PR #1140, opened 2024-08-20
Adding bottom padding to Page Indicator to avoid phone's frame hide it

### LINKED ISSUE #1105: Page number not completely visible on some devices
### Steps to reproduce

1. Install the device on devices that have some type of small edge (maybe only from Samsung?)
2. Have the Show page number option enabled in general reading settings
3. Open some chapter

### Expected behavior

Being able to fully see the page number at the bottom of screen as the image below
<details><summary>Screenshot from my device with open chapter</summary>
<p>

image

</p>
</details> 

### Actual behavior

On the real device the page number is cut off, and it is not possible to read the numbers. It is hidden by the small edges that the device has. Both in the screenshot and in the emulator the number will appear correctly, so I will attach a photo of my real device with this problem.
<details><summary>Full Picture</summary>
<p>

image

</p>
</details> 

<details><summary>With zoom on page numbers</summary>
<p>

image

</p>
</details> 

### Crash logs

_No response_

### Mihon version

0.16.5

### Android version

Android 14

### Device

Samsung A54

### Other details

This issue seems to be related to the edges of the devices. I noticed that when taking a screenshot or mirroring my phone, it appears correctly at the bottom of the screen, but this is not the visible behavior on the actual device. For the same reason, emulating a device will display it correctly.

It won't be possible to fully demonstrate this behavior with screenshots from the devices, so I have attached a photo of my actual device showing this problem in the Actual Behavior section. Additionally, I will attach some related complaints that I found from other users both on Discord and in an Issue here on GitHub.

Issue on Github #526

<details><summary>Message on Support channel (Mihon Discord) </summary>
<p>

[https://discord.com/channels/1195734228319617024/1196111629482463422/1198382299763445871](https://discord.com/channels/1195734228319617024/1196111629482463422/1198382299763445871)

image

</p>
</details> 

### Acknowledgements

OdisBy:
This fixes #1105 

The Page Indicator at the bottom of the page was being cut in half because of Samsung's Phone Frame, and it is not possible to read the page number.

The padding I'm using is based on other places in the app that use the same padding at the bottom to avoid this.

note: This is my first PR to Mihon repository

### Images
| Image 1 | Image 2 |
| ------- | ------- |
mihon-no-padding |  |

### DIFF
--- a/app/src/main/java/eu/kanade/presentation/reader/PageIndicatorText.kt
+++ b/app/src/main/java/eu/kanade/presentation/reader/PageIndicatorText.kt
@@ -1,16 +1,19 @@
 package eu.kanade.presentation.reader
 
 import androidx.compose.foundation.layout.Box
+import androidx.compose.foundation.layout.padding
 import androidx.compose.material3.MaterialTheme
 import androidx.compose.material3.Surface
 import androidx.compose.material3.Text
 import androidx.compose.runtime.Composable
 import androidx.compose.ui.Alignment
+import androidx.compose.ui.Modifier
 import androidx.compose.ui.graphics.Color
 import androidx.compose.ui.graphics.drawscope.Stroke
 import androidx.compose.ui.text.TextStyle
 import androidx.compose.ui.text.font.FontWeight
 import androidx.compose.ui.tooling.preview.PreviewLightDark
+import androidx.compose.ui.unit.dp
 import androidx.compose.ui.unit.sp
 import eu.kanade.presentation.theme.TachiyomiPreviewTheme
 
@@ -35,6 +38,7 @@ fun PageIndicatorText(
     )
 
     Box(
+        modifier = Modifier.padding(bottom = 12.dp),
         contentAlignment = Alignment.Center,
     ) {
         Text(


app/src/main/java/eu/kanade/presentation/reader/PageIndicatorText.kt
```diff
@@ -35,6 +38,7 @@ fun PageIndicatorText(
     )
 
     Box(
+        modifier = Modifier.padding(bottom = 12.dp),
```
AntsyLich, line 41: This is not the way. You need to apply insets as padding instead of some arbitrary value. THo I've tried doing it but was unsuccessful.

OdisBy: I'm also having issues with WindowInsets. I guess it's because we're hiding the bottom buttons of the phone, and this causes it not to behave as usual.

But I'll try a few more ways to work around this without using a fixed value for the padding.

OdisBy: I couldn't come to a conclusion about which WindowInsets to use. We have `safeGestures` and `safeContent` that work, but I'm not sure if they are the most appropriate for this case. 

We also have `navigationBarsIgnoringVisibility`, which seems the most correct in this situation in my view, and it works very well when the phone is using the Navigation Bar with Swipe Gestures. However, when using the Navigation Bar with buttons, the padding becomes really large.

 Can you help me decide which direction to take?

AntsyLich:
Superseded by #1908 (probably)

PR #1184, opened 2024-09-02
Fix bgm tracker showing empty due to no Chinese name

NeKoOuO:
### Images

| Before | After |
| ------- | ------- |
|  |


AntsyLich:
I'll keep this in hold until #1103 is merged

NeKoOuO:
> I'll keep this in hold until #1103 is merged

I know it's okay 😌

AntsyLich:
is name not summary?

AntsyLich:
Found some more stuff that needs fixing. i'll takeover this

NeKoOuO:
> is name not summary?

What do you mean?

NeKoOuO:
> Found some more stuff that needs fixing. i'll takeover this

Yep, there's also a problem since the trackers have been create, the original site have changed by adding an NSFW option for entries, so the [API](https://bangumi.github.io/api/#/) has also changed. Now, if you want to track NSFW, the website will return empty results.

PR #1193, opened 2024-09-05
Ignore "intent://" urls on webview

bapeey:
Webview can't handle `intent://` urls, returning `true` cancels the request.
Issue example: https://github.com/keiyoushi/extensions-source/issues/3810


AntsyLich:
Shouldn't the `blob:http` case also return `true`?

bapeey:
> Shouldn't the `blob:http` case also return `true`?

Seems like webview can handle that

PR #1206, opened 2024-09-07
Fix: wrong calculation of nextUpdate when setting custom fetchInterval

cuong-tran:
it was using the negative value of custom fetchInterval to calculate nextUpdate and causing a nextUpdate date in the past

### DIFF
--- a/domain/src/main/java/tachiyomi/domain/manga/interactor/FetchInterval.kt
+++ b/domain/src/main/java/tachiyomi/domain/manga/interactor/FetchInterval.kt
@@ -107,7 +107,7 @@ class FetchInterval(
             interval.absoluteValue.takeIf { interval < 0 }
                 ?: increaseInterval(interval, timeSinceLatest, increaseWhenOver = 10),
         )
-        return latestDate.plusDays((cycle + 1) * interval.toLong()).toEpochSecond(dateTime.offset) * 1000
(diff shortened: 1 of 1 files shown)


domain/src/main/java/tachiyomi/domain/manga/interactor/FetchInterval.kt
```diff
@@ -107,7 +107,7 @@ class FetchInterval(
             interval.absoluteValue.takeIf { interval < 0 }
                 ?: increaseInterval(interval, timeSinceLatest, increaseWhenOver = 10),
         )
-        return latestDate.plusDays((cycle + 1) * interval.toLong()).toEpochSecond(dateTime.offset) * 1000
+        return latestDate.plusDays((cycle + 1) * interval.absoluteValue.toLong()).toEpochSecond(dateTime.offset) * 1000
```
AntsyLich, line 110: Should just fix this inside `calculateInterval`

cuong-tran: `calculateInterval` is used to automatically calculate the interval based on chapter's release date, when SmartUpdate is set to 'default'.

The case here is when user set a custom SmartUpdate, interval is set to a negative value and used as is, without calling to calculateInterval.

PR #1209, opened 2024-09-08
Fix WheelPicker Manual Input

### LINKED ISSUE #1147: Chapter count in tracker dialog not saved when writing instead of scrolling
### Steps to reproduce

1. Open the track info dialog of any manga
2. Try changing the chapter count by writing instead of scrolling
3. Click ok

### Expected behavior

The chapter count should be what I wrote

### Actual behavior

The chapter count doesn't change

### Crash logs

_No response_

### Mihon version

0.16.5-6825

### Android version

Android 10

### Device

Samsung Galaxy Note 9

### Other details

For some reason it only works when I hide the status bar.

https://github.com/user-attachments/assets/44d614b4-a8a8-4dba-a8d4-b0d6458ddb40

https://github.com/user-attachments/assets/7ac1e6ff-48be-42a2-b722-0657cec63cd3

### Acknowledgements

Animeboynz:
Resolves #1147 
Previously - Manual Input just doesn't work.

Now
- Manual Input works if the user press `Done` on the keyboard.
- Cant get it to work if the user presses back and closes the keyboard without pressing done

Either way better than it was before

### DIFF
--- a/presentation-core/src/main/java/tachiyomi/presentation/core/components/WheelPicker.kt
+++ b/presentation-core/src/main/java/tachiyomi/presentation/core/components/WheelPicker.kt
@@ -166,12 +166,8 @@ private fun <T> WheelPicker(
                 modifier = Modifier
                     .align(Alignment.Center)
                     .showSoftKeyboard(true)
-                    .clearFocusOnSoftKeyboardHide {
-                        processManualInput()
-                    },
-                onKeyboardAction = {
-                    processManualInput()
-                },
+                    .clearFocusOnSoftKeyboardHide { processManualInput() },
+                onKeyboardAction = { processManualInput() },
                 state = value,
                 lineLimits = TextFieldLineLimits.SingleLine,
                 keyboardOptions = KeyboardOptions(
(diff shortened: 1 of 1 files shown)


presentation-core/src/main/java/tachiyomi/presentation/core/components/WheelPicker.kt
```diff
@@ -166,6 +166,18 @@ private fun <T> WheelPicker(
...
+                    scope.launch {
+                        items
+                            .indexOfFirst { it.toString() == value.text }
+                            .takeIf { it >= 0 }
+                            ?.apply {
+                                internalOnSelectionChanged(this)
+                                lazyListState.scrollToItem(this)
+                            }
+                        showManualInput = false
+                    }
```
AntsyLich, line 179: since this is just a copy of the stuff above make this a lambda function and apply to both

presentation-core/src/main/java/tachiyomi/presentation/core/components/WheelPicker.kt
```diff
@@ -149,23 +149,29 @@ private fun <T> WheelPicker(
...
-                                    lazyListState.scrollToItem(this)
-                                }
-
-                            showManualInput = false
-                        }
+                        processManualInput()
                     },
+                onKeyboardAction = {
+                    processManualInput()
+                },
```
AntsyLich, line 174: how about this? same thing above
```suggestion
                onKeyboardAction = processManualInput,
```

PR #1297, opened 2024-10-05
Fix AniList `ALSearchItem.status` nullibility

Secozzi:
Fix anilist tracking search not working when the status is unavailable for a manga


AntsyLich:
maybe a better title?

MajorTanya:
Do you have an example title on AniList for this? SFW if at all possible

Secozzi:
> Do you have an example title on AniList for this? SFW if at all possible

https://anilist.co/manga/166123/Kidou-Senshi-Cross-Bone-Gundam-LOVEPIECE/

Exercise directions.
Based on the entries above, please state how many lines include "hold", leaving out everything else.

Answer to this task.
2